Research shows that just a 5% boost in retention rates increases profits from 25% to 95%. Now is the time to throw everything you have at retention. Imagine your thoughts as you look back on this time. Will you be better off suffering a huge drop in site traffic but retaining more existing business or growing site traffic but losing a few likely retainable clients in the process? Improved retention and sustained site traffic don’t have to be mutually exclusive, but retention should be an easy choice over site traffic.
Here are two tactics to help immediately optimize your retention strategies:
Prioritize your client outreach based on existing and future value. While we’ve defined empathy and compassion as the North star for navigating these times, you must still be generating revenue to stay in business. Allocate the time and resources you spend on one-to-one outreach in descending order based on a client’s current value as well as future value to grow with your business. *This should be a standard best practices for account management, but now’s a great time to implement it.
Get all hands on deck to conduct outreach. Each of your clients may have their own account manager depending on the nature of your business. This outreach is different than the day-to-day back and forth between clients and account owners. Bring your executives to the table, get them briefed on their client list, and have them check-in with at least your top clients – using empathy and compassion.
Pull back on lower-funnel and push your brand
Truly embodying empathy and compassion will require adjusting communications and campaigns across the board. Everything needs to be on the table for review. This means social, email, PPC, syndicated content, and other marketing and advertising channels. If you haven’t already, pivoting your messaging in each of these channels is vital to success at a time like this.

Would you try to hard sell someone on your product over a video chat while you can hear their kids in the background and see the exhaustion in their face? If you’re employing cookie-based, retargeting, or other personalized ads, this is not the time to be pushing “10% off if you commit now” or “we’re better than xyz competitor” messages.
It’s time to pull campaigns targeting prospects and leads at the bottom of your conversion funnel. Tina Moffett, senior analyst at Forrester, recommends:
“Review creative now, and consider reassuring marketing messaging so you sound less opportunistic and more empathetic.”
The “reassuring messaging” Moffett describes needs to come from your brand. You should really dedicate some time to contemplate and define what this more humanized brand messaging will be. Think of this as a forced, quasi-rebranding exercise.
Your bottom-of-funnel messaging and valuable conversions will come back after a while, but there’s definitely long-term value in creating an empathetic, human-centric message outside of these immediate needs.
Take immediate action now, then plan for what may come
These three marketing tactics can, and should be, immediately implemented. You’re not too late to make adjustments. It definitely feels like we’ve already been at this for a decade, but we’ve got plenty more to go. And the emotional toll will remain for some time, regardless of if and how things improve or worsen. That’s what these strategies respond to – the emotional well being of your clients.
As you prepare your augmented, empathy-driven marketing adjustments, consider going a step further to get ahead of other potential ramifications yet to come.

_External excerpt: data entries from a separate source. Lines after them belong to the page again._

PR #75, opened 2018-01-07
Fix nested instructions

xtuc:
Closes https://github.com/xtuc/js-webassembly-interpreter/issues/57 and removes some unnecessary complexity.


src/compiler/parsing/watf/grammar.js
```diff
@@ -82,73 +82,6 @@ export function parse(tokensList: Array<Object>, source: string): Program {
       return true;
     }
 
-    function parseMaybeSignature() {
```
xtuc: That's unrelated, it wasn't used anymore :smile:

PR #78, opened 2018-01-08
Prettier

xtuc:
Closes https://github.com/xtuc/js-webassembly-interpreter/issues/77

I'm not a super fan of the pre-commit hook tho


xtuc:
@maurobringolf @ColinEberhardt are you guys happy with this?

You can run `make fix` to prettify your PRs. Note that it is currently conflicting with ESLint, but it's not a big deal since we don't use it really.

ColinEberhardt:
That's great - thanks. Just a couple of questions:

- Regarding the type definitions, do these have to be committed? With TypeScript you just add them to your project dependencies, e.g. `@types/lodash`.
- Do you still need ESLint in the project if prettier is being used to enforce a standard format?

> I'm not a super fan of the pre-commit hook tho

Nor am I - I just use the vscode prettier plugin to format-on-save, and CI to ensure others do the same.

xtuc:
> Regarding the type definitions, do these have to be committed? With TypeScript you just add them to your project dependencies, e.g. @types/lodash.

I don't use `flow-typed` so often, but as far as I can see on the internet, it seems pretty common to actually commit them. I preferred putting them into `./src/types` instead of in the root of the project. The definitions can be update using a make target.

> Do you still need ESLint in the project if prettier is being used to enforce a standard format?

Prettier only ensure code formating, we can still use ESLint for running flow and different linting rules (unused vars, missing returns, etc).

> Nor am I - I just use the vscode prettier plugin to format-on-save, and CI to ensure others do the same.

Happy to hear that! Let me change this here then.

xtuc:
Ok @ColinEberhardt, now basically everything goes through ESLint, I added the linting in the CI (I had to disable flowtype errors for now, I will work on this).

xtuc:
I'll go ahead and merge this, feel free to comment here if you need to change smth.

ColinEberhardt:
One other thought ... does this also lint the .tjs files? (I’ve not tried yet, but can’t recall spotting anything in the PR that includes them in the eslint glob)

xtuc:
Good catch! .tjs are not included. I will add them.

They have custom extension because mocha is in recursive mode and would try to execute them directly otherwise.

PR #79, opened 2018-01-09
feat: implemented i64 operations

ColinEberhardt:
I've still got to rebase and use 'prettier', but thought this worth worth putting up for review now. I think I'll have 30 mins free tomorrow to rebase and test.

Quick summary:

- uses long.js for parsing, operations and the i64 representation at runtime
- implements the WATF parsing logic to match that of i32 (hex, decimal and underscores)
- adds a new `LongLiteral` type to the AST, wth `high` and `low` properties as described by the `LongNumber` interface.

Consider how you can sustain marketing performance if we end up in an extended lock-down through the summer or beyond. Now is the time to ideate around those needs. You may also want to consider a plan and messaging that speaks to the reality of an economic downturn.
Again, start with employing empathy throughout your marketing efforts and then look to prepare for what may or may not come. And don’t forget to take some time for yourself. Practice what you preach on yourself. You’re only human. Show yourself some compassion and empathy. You and your marketing metrics will be glad you did!